Items from a dataset
BEGIN

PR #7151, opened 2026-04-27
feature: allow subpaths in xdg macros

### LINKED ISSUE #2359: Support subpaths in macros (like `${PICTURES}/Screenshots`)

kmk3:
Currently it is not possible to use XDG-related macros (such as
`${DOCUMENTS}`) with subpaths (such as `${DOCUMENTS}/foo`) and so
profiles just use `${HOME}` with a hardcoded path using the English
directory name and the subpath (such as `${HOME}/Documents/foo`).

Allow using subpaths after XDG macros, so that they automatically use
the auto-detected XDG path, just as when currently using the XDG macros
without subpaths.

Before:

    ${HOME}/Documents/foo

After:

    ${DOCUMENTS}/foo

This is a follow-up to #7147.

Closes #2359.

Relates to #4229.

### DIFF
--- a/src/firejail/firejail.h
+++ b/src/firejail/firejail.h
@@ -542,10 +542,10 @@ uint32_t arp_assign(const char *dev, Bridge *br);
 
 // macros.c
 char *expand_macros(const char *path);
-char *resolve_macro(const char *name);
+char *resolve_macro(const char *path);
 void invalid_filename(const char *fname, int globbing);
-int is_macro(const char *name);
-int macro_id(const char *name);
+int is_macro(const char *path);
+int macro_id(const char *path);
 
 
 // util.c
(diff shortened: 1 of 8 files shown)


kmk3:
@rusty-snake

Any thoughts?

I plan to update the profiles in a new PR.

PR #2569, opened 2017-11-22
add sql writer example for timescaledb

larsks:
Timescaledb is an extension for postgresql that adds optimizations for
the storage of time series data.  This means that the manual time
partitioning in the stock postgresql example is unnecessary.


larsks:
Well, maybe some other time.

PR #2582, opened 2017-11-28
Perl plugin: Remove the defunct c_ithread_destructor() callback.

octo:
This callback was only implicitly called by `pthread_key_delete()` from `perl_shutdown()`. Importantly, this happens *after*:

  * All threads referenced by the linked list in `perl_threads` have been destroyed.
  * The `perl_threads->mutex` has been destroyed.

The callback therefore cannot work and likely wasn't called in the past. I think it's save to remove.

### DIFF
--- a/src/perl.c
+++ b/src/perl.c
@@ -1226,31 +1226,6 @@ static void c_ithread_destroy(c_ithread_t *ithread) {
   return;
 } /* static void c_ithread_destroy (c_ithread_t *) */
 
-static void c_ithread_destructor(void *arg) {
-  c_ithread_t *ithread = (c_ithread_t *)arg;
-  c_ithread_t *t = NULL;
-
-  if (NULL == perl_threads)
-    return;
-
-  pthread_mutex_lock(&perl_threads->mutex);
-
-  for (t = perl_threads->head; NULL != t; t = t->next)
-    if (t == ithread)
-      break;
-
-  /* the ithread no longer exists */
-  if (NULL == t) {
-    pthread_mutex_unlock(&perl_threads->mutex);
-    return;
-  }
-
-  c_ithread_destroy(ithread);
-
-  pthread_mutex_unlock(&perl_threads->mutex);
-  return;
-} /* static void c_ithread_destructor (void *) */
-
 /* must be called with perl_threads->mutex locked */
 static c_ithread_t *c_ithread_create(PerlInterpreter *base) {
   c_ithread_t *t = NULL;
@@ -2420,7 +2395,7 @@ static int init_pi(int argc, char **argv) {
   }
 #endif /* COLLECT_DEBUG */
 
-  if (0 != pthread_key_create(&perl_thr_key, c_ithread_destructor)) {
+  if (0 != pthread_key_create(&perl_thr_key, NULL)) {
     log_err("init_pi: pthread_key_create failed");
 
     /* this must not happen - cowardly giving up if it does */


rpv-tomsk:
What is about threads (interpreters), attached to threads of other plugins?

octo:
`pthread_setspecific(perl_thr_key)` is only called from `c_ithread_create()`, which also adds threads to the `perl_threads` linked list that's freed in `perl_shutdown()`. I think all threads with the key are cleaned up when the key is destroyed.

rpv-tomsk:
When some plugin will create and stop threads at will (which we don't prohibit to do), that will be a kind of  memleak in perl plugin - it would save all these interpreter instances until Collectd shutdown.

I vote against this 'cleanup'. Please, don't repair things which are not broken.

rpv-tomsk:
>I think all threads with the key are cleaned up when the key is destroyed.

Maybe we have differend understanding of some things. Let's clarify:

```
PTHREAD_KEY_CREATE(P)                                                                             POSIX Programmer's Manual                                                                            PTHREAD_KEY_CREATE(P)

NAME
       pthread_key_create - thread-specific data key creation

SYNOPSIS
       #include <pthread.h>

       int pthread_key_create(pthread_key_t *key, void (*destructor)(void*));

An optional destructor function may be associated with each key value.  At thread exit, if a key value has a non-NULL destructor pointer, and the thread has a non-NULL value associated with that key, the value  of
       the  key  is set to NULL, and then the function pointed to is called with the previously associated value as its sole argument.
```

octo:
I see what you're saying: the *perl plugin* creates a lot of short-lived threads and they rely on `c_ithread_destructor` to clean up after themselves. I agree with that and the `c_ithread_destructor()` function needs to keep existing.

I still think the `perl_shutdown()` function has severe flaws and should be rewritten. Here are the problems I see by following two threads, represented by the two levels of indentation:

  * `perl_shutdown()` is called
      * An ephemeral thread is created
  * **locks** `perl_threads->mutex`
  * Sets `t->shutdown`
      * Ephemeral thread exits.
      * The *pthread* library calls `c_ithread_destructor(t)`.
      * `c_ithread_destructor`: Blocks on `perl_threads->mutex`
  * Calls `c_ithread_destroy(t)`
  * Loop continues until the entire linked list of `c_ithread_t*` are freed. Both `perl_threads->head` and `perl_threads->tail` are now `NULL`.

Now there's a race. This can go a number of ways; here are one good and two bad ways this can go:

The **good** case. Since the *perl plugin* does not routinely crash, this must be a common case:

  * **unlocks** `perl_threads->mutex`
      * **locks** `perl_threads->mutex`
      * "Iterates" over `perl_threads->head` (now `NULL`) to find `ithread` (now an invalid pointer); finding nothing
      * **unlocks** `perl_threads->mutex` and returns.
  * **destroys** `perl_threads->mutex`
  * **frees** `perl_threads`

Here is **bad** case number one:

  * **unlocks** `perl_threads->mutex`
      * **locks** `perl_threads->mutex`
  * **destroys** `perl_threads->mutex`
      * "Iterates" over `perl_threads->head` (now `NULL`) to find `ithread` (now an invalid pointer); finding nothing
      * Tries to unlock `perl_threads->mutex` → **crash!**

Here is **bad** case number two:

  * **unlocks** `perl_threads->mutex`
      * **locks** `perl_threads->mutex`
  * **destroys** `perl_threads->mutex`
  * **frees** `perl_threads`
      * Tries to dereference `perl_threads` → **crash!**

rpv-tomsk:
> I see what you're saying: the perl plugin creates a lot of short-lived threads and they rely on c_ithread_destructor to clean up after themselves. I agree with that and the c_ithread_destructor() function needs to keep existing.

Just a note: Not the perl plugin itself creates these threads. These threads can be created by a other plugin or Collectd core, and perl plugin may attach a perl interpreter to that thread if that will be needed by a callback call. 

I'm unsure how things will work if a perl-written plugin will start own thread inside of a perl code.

END
BEGIN

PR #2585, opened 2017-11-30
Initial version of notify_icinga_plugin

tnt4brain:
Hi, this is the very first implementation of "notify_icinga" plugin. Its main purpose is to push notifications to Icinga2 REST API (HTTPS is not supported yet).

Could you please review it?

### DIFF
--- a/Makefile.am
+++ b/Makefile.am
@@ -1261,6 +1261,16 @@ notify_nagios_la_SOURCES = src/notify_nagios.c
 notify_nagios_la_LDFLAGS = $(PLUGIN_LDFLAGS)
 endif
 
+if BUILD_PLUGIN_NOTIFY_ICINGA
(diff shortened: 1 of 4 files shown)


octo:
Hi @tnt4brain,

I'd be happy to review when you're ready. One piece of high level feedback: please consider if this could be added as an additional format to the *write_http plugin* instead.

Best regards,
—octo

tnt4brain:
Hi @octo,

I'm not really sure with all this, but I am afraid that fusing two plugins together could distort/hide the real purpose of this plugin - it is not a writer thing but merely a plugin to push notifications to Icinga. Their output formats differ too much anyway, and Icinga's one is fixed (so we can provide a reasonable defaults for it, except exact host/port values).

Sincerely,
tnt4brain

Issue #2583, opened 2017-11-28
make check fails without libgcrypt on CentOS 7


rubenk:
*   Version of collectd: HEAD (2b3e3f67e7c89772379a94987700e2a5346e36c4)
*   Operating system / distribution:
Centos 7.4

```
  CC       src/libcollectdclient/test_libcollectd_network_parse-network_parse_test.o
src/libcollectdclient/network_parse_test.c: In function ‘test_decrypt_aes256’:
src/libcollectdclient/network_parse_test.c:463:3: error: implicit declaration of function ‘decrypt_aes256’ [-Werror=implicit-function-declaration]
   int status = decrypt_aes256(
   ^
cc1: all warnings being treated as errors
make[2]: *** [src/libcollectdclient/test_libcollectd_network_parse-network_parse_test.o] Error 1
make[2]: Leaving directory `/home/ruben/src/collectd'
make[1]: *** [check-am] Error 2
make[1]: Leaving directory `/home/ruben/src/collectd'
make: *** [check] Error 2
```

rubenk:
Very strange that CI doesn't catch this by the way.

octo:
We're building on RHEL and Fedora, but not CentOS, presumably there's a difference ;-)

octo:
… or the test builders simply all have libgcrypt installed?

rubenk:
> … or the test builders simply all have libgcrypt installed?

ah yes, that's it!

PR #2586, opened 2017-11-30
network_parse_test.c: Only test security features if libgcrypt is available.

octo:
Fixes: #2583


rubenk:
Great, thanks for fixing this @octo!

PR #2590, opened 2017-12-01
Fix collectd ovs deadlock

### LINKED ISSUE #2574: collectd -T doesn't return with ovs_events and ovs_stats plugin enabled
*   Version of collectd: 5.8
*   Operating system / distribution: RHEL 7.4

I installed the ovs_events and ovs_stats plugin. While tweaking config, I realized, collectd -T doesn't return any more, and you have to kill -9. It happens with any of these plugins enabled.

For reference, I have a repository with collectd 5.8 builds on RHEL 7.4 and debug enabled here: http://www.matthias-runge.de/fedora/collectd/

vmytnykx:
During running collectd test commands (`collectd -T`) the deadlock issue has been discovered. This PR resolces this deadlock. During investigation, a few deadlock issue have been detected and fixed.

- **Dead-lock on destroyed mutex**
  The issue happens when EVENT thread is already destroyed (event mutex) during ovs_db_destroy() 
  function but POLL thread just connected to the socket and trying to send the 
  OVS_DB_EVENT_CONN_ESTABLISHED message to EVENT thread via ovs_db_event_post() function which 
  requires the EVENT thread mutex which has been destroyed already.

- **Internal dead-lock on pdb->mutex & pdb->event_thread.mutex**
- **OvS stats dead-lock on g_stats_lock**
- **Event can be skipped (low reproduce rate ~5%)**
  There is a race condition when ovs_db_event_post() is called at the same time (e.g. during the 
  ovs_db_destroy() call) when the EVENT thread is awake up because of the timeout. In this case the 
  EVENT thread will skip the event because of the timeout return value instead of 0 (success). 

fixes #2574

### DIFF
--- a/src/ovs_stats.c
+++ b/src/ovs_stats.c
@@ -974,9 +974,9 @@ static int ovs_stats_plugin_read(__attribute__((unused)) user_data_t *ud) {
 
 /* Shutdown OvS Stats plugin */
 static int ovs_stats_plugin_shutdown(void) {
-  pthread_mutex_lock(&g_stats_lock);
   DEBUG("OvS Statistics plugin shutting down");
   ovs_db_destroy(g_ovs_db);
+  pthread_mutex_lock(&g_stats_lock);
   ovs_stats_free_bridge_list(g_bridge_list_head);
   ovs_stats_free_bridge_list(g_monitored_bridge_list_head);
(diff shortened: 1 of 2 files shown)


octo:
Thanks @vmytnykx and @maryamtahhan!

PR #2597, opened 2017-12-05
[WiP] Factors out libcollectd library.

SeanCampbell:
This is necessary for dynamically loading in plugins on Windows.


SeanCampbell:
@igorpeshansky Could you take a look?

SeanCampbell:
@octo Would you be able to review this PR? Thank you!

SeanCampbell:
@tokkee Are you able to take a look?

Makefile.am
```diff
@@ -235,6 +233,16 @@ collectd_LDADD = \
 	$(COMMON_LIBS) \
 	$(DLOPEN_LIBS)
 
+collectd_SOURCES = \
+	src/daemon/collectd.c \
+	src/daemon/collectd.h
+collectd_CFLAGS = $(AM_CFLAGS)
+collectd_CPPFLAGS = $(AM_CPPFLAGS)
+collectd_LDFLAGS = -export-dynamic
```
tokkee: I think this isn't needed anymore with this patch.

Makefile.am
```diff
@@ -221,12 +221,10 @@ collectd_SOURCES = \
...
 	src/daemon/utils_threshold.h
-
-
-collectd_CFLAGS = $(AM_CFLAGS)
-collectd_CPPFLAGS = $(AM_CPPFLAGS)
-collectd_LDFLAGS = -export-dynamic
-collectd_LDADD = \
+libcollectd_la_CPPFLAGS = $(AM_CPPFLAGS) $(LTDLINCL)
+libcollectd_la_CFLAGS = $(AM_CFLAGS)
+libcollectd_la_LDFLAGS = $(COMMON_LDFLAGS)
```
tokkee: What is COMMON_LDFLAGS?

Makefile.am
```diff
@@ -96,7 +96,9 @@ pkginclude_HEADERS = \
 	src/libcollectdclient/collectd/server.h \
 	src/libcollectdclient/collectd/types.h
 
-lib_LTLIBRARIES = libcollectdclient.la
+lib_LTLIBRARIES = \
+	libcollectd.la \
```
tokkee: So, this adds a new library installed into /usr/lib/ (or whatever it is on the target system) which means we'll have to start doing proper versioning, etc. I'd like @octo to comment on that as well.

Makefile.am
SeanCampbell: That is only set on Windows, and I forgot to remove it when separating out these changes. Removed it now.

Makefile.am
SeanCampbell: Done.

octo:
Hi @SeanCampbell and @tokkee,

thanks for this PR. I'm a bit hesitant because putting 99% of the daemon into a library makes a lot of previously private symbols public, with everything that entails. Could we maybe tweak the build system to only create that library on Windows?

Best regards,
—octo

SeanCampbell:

END
BEGIN

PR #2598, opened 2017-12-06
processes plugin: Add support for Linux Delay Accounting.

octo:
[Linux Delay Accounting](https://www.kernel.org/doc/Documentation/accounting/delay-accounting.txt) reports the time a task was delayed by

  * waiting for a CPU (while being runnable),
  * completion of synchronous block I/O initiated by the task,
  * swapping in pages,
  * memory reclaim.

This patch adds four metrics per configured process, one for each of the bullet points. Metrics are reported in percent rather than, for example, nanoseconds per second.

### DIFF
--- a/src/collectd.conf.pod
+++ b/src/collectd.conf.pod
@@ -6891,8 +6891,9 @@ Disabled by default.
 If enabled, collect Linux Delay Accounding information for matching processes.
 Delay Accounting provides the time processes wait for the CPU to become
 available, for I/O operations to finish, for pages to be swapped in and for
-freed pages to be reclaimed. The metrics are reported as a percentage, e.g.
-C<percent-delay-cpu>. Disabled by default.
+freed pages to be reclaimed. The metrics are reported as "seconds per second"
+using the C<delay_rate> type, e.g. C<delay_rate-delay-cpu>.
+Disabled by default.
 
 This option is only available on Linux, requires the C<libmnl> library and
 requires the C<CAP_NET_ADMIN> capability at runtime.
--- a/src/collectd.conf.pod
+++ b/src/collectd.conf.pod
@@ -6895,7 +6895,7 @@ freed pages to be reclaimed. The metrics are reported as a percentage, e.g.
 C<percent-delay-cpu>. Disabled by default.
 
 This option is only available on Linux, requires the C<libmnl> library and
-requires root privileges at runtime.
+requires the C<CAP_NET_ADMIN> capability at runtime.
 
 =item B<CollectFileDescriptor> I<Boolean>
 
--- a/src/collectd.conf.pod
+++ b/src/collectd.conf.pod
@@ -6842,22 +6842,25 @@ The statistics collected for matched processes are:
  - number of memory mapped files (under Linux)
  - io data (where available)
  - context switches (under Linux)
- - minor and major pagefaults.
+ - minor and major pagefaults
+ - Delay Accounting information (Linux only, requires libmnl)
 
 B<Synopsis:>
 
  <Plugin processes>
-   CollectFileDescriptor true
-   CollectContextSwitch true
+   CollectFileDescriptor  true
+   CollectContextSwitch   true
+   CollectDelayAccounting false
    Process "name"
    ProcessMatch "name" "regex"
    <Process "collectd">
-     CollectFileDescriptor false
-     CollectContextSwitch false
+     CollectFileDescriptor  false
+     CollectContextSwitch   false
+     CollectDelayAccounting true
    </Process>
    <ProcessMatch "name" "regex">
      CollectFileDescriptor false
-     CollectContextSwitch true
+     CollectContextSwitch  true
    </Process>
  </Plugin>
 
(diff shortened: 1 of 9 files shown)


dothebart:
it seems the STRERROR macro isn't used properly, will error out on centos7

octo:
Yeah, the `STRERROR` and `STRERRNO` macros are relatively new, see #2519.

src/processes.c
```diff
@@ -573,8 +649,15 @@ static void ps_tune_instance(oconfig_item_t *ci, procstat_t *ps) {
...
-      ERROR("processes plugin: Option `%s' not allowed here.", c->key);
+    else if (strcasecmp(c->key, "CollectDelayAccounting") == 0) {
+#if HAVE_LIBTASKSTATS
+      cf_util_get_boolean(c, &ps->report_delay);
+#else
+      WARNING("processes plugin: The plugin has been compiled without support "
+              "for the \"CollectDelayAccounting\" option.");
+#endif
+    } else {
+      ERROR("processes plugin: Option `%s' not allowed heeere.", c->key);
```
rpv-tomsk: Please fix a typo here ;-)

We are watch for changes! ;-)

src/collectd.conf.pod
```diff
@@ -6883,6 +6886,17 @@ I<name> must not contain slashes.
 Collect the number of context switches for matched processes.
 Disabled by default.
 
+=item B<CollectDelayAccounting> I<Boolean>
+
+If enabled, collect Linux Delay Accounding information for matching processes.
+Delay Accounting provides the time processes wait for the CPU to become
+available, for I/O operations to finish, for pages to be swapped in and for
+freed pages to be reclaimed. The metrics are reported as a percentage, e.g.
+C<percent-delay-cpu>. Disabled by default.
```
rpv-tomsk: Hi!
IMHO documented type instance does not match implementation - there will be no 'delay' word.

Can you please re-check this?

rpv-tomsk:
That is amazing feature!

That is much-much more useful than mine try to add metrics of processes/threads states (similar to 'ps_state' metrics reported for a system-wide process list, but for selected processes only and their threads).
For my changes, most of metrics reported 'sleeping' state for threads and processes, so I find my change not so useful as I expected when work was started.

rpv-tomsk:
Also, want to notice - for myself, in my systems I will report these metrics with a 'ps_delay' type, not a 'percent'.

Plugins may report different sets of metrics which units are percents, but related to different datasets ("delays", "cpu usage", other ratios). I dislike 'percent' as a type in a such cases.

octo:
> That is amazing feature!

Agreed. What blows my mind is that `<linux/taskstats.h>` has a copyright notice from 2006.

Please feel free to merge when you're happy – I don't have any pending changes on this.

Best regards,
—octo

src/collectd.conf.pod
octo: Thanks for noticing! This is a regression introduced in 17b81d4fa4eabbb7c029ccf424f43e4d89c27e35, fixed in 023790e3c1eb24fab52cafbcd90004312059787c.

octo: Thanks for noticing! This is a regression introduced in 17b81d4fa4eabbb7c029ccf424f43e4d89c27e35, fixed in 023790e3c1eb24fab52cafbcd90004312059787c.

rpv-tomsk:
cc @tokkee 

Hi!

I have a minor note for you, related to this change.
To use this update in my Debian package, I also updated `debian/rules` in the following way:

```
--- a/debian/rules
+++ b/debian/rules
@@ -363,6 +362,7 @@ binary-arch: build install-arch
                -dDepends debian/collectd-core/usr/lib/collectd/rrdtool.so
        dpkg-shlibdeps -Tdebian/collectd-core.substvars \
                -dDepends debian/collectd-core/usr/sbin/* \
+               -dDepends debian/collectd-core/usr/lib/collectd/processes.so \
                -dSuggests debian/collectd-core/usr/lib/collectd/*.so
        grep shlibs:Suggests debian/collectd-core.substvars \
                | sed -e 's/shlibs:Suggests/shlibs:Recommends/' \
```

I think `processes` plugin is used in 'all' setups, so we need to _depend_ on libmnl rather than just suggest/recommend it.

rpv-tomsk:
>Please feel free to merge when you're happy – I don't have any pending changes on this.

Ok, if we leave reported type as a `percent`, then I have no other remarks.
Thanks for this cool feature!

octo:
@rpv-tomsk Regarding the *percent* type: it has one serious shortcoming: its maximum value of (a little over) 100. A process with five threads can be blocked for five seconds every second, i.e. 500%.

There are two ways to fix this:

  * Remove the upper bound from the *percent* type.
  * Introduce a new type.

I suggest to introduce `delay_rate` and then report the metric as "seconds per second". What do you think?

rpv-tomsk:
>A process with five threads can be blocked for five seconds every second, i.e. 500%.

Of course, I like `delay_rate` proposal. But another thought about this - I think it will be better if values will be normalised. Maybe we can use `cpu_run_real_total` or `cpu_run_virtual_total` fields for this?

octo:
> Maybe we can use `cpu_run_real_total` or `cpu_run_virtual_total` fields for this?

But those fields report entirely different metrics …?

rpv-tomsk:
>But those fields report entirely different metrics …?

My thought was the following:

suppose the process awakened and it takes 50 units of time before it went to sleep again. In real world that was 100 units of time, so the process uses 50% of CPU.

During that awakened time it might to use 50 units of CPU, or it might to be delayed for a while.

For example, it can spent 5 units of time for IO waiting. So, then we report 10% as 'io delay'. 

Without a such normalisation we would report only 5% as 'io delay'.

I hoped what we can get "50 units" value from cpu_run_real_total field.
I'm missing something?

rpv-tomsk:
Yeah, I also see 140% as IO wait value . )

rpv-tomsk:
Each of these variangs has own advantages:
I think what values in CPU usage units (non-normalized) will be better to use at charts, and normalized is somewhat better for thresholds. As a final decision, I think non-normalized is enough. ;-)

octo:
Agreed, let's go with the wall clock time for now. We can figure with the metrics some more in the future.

END

WHAT THIS TASK INVOLVES => Show, from the entries above, every line that includes the string "useful".

EXPECTED ANSWER =>
That is much-much more useful than mine try to add metrics of processes/threads states (similar to 'ps_state' metrics reported for a system-wide process list, but for selected processes only and their threads).
For my changes, most of metrics reported 'sleeping' state for threads and processes, so I find my change not so useful as I expected when work was started.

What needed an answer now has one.